Start of RECORDS FOR THE TASK

PR #168, opened 2026-08-10
treewide: fix dependency lower bounds and manage them from the workspace root

QuerthDP:
It was pointed out that `scylla-cdc` imports `tokio::task::JoinSet` while declaring `tokio = "1.1.0"`. `JoinSet` was not stabilised until 1.21, so the manifest advertised support for versions that cannot compile the crate. Auditing the rest of the manifests the same way turned up five more bounds below what the crates are actually built against.

| dep | was | now |
|---|---|---|
| tokio | 1.1.0 | 1.40 |
| chrono | 0.4.19 | 0.4.32 |
| tracing | 0.1.31 / 0.1.34 | 0.1.36 |
| async-trait | 0.1.51 / 0.1.52 | 0.1.56 |
| thiserror | 2.0 | 2.0.6 |
| anyhow | 1.0.48 | 1.0.51 |

The numbers come from `cargo +nightly update -Z direct-minimal-versions`, which pins every direct dependency to its declared minimum; each bound the resolver rejected was raised until the workspace resolved and built. All but `anyhow` land exactly on what `scylla` 1.3.1 requires — it is a non-optional dependency of all four crates, so its requirements are what really constrain the graph.

Worth flagging for tokio specifically: the fix is **1.40, not the 1.21** our own code needs. Because `scylla` 1.3.1 requires `tokio ^1.40`, no lockfile can resolve anything lower, so the reported compile failure is not reachable today. The declared bound was still wrong, and leaving a transitive dependency to enforce it is fragile.

The second commit then moves the versions into `[workspace.dependencies]`, since several were repeated across manifests and had to be kept in step by hand.

Fixes: VECTOR-776

### DIFF
--- a/Cargo.toml
+++ b/Cargo.toml
@@ -7,3 +7,31 @@ members = [
     "scylla-cdc-replicator",
     "scylla-cdc-test-utils",
 ]
+
+[workspace.dependencies]
+scylla-cdc = { version = "0.6.3", path = "scylla-cdc" }
+scylla-cdc-test-utils = { path = "scylla-cdc-test-utils" }
+
+anyhow = "1.0.51"
+async-trait = "0.1.56"
+chrono = "0.4.32"
+clap = { version = "4.5.9", features = ["derive"] }
+futures = "0.3.17"
+futures-util = "0.3.19"
+hex = "0.4.3"
+itertools = "0.13.0"
+num_enum = "0.7.2"
+rand = "0.8.5"
+rstest = "0.26.1"
+scylla = "1.3.1"
+thiserror = "2.0.6"
+tokio = { version = "1.40", features = [
+    "rt",
+    "io-util",
+    "net",
+    "time",
+    "macros",
+    "sync",
+] }
+tracing = "0.1.36"
+uuid = { version = "1.0.0", features = ["v1"] }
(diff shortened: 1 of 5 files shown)


wprzytula (commented):
❓ 
> The new bounds come from `cargo +nightly update -Z direct-minimal-versions`
verified with a build, and match what `scylla` 1.3.1 itself requires.

Is this part:
> and match what `scylla` 1.3.1 itself requires.

needed? Isn't it implied by the `cargo +nightly update -Z direct-minimal-versions`?

wprzytula (commented):
> The lockfile is unaffected.

It's not even versioned. Mentioning it is worthless.

QuerthDP:
> ❓
> 
> > The new bounds come from `cargo +nightly update -Z direct-minimal-versions`
> > verified with a build, and match what `scylla` 1.3.1 itself requires.
> 
> Is this part:
> 
> > and match what `scylla` 1.3.1 itself requires.
> 
> needed? Isn't it implied by the `cargo +nightly update -Z direct-minimal-versions`?

It is. It is not needed, I added it to mention that the higher tokio requirement than 1.21 come from `scylla` crate itself.

QuerthDP:
Changelog:
- adjusted commit messages

QuerthDP:
@wprzytula could you re-review?

wprzytula (approved):

PR #1018, opened 2023-11-26
Draft - Issue 989 big data support scaling vuu how to abstract vuu interfaces to allow different implementations of key classes by adding features on construction

chrisjstevo:
First example of a plugin structure for project.

### DIFF
--- a/feature/ignite-feature/pom.xml
+++ b/feature/ignite-feature/pom.xml
@@ -5,14 +5,14 @@
     <modelVersion>4.0.0</modelVersion>
     <parent>
         <groupId>org.finos.vuu</groupId>
-        <artifactId>example</artifactId>
+        <artifactId>feature</artifactId>
         <version>0.9.36-SNAPSHOT</version>
+        <!--relativePath>../pom.xml</relativePath-->
     </parent>
 
-    <artifactId>main-java</artifactId>
+    <artifactId>ignite-feature</artifactId>
 
     <dependencies>
-
         <dependency>
             <groupId>org.finos.vuu</groupId>
             <artifactId>vuu</artifactId>
@@ -30,12 +30,6 @@
 
         <dependency>
             <groupId>org.finos.vuu</groupId>
-            <artifactId>basket</artifactId>
-            <version>0.9.36-SNAPSHOT</version>
-        </dependency>
-
-        <dependency>
-            <groupId>org.finos.vuu</groupId>
             <artifactId>price</artifactId>
             <version>0.9.36-SNAPSHOT</version>
         </dependency>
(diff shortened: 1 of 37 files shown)


feature/ignite-feature/pom.xml
```diff
@@ -0,0 +1,273 @@
...
+
+        <dependency>
+            <groupId>org.finos.vuu</groupId>
+            <artifactId>price</artifactId>
+            <version>0.9.36-SNAPSHOT</version>
+        </dependency>
+
+        <dependency>
+            <groupId>org.finos.vuu</groupId>
+            <artifactId>order</artifactId>
```
rumakt, line 39: Do we want to have 'features' depend on particular 'use-cases' like 'order' or 'price' ?

rumakt:
I like the 'feature' and 'plugin' idea. This is very good 1st step towards making vuu a composable project

naleeha:
I think this is good for understanding what it could potentially look like with the plugin concept & bootstraping relevant features etc.
I'm not sure about the feature concepts and having factor for each at that level.
I wonder we can make the construction of main concepts a bit simpler by making it less flexible - e.g. you always create a VirtualViewPort from a VirtualDataTable which knows to take in VirtualSort function etc 
Ensure we resolve the right implementation at creation using dependency injection rather than each "feature" being away which plugin it belongs to. We may want to re-use the implementation in multiple plugin as well.

Would it make sense as next step to have a spike of implementing the Virtual/BigData vuu solution using the ignite & once we have the second example, try and come up with the exact interfaces and how we can wire them up correctly?

plugin/ignite-plugin/src/main/scala/org/finos/vuu/table/virtualized/RollingCache.scala
```diff
@@ -0,0 +1,18 @@
+package org.finos.vuu.table.virtualized
+
+import org.finos.vuu.core.table.RowData
+import org.finos.vuu.table.virtualized.cache.GuavaRollingRowDataCache
+
+trait RollingCache[KEY, VALUE] {
```
rumakt, line 6: Wondering if 'RollingCache' is the most fortunate name for this trait ? The contract does not suggest anything 'rolling' here ? i.e. it can but does it have to ?

rumakt:
Good step forward, lets keep the ball rolling.

plugin/ignite-plugin/src/main/scala/org/finos/vuu/table/virtualized/RollingCache.scala
chrisjstevo: Agreed, renamed from Rolling to Windowed

PR #1055, opened 2023-12-06
#983 Simulated prices provider to have random small walk logic - fixe…

keikeicheung:
…d a big jump at doWidenBidAndAsk (ric not in states)


chrisjstevo:
Looks great, thanks @keikeicheung :-)

Issue #483, opened 2023-02-01
create custom CellRenderer for boolean columns


heswell:
default implementation renders boolean values as simple strings "true", "false"

create a graphical cell renderer that renders a checkbox.

PR #1057, opened 2023-12-07
#483 add CheckboxCell renderer for boolean columns

junaidzm13:
- also adds this renderer as the default for boolean columns in case no renderer is specified.


junaidzm13:
Screenshot 2023-12-07 at 2 08 07 PM

heswell (approved):

PR #1075, opened 2023-12-12
Add support for additional date/time formats

junaidzm13:


vuu-ui/packages/vuu-utils/src/date/helpers.ts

End of RECORDS FOR THE TASK

EXERCISE OBJECTIVE
From the entries, copy every line in which the word "renders" occurs.

ANSWER BOX
default implementation renders boolean values as simple strings "true", "false"
create a graphical cell renderer that renders a checkbox.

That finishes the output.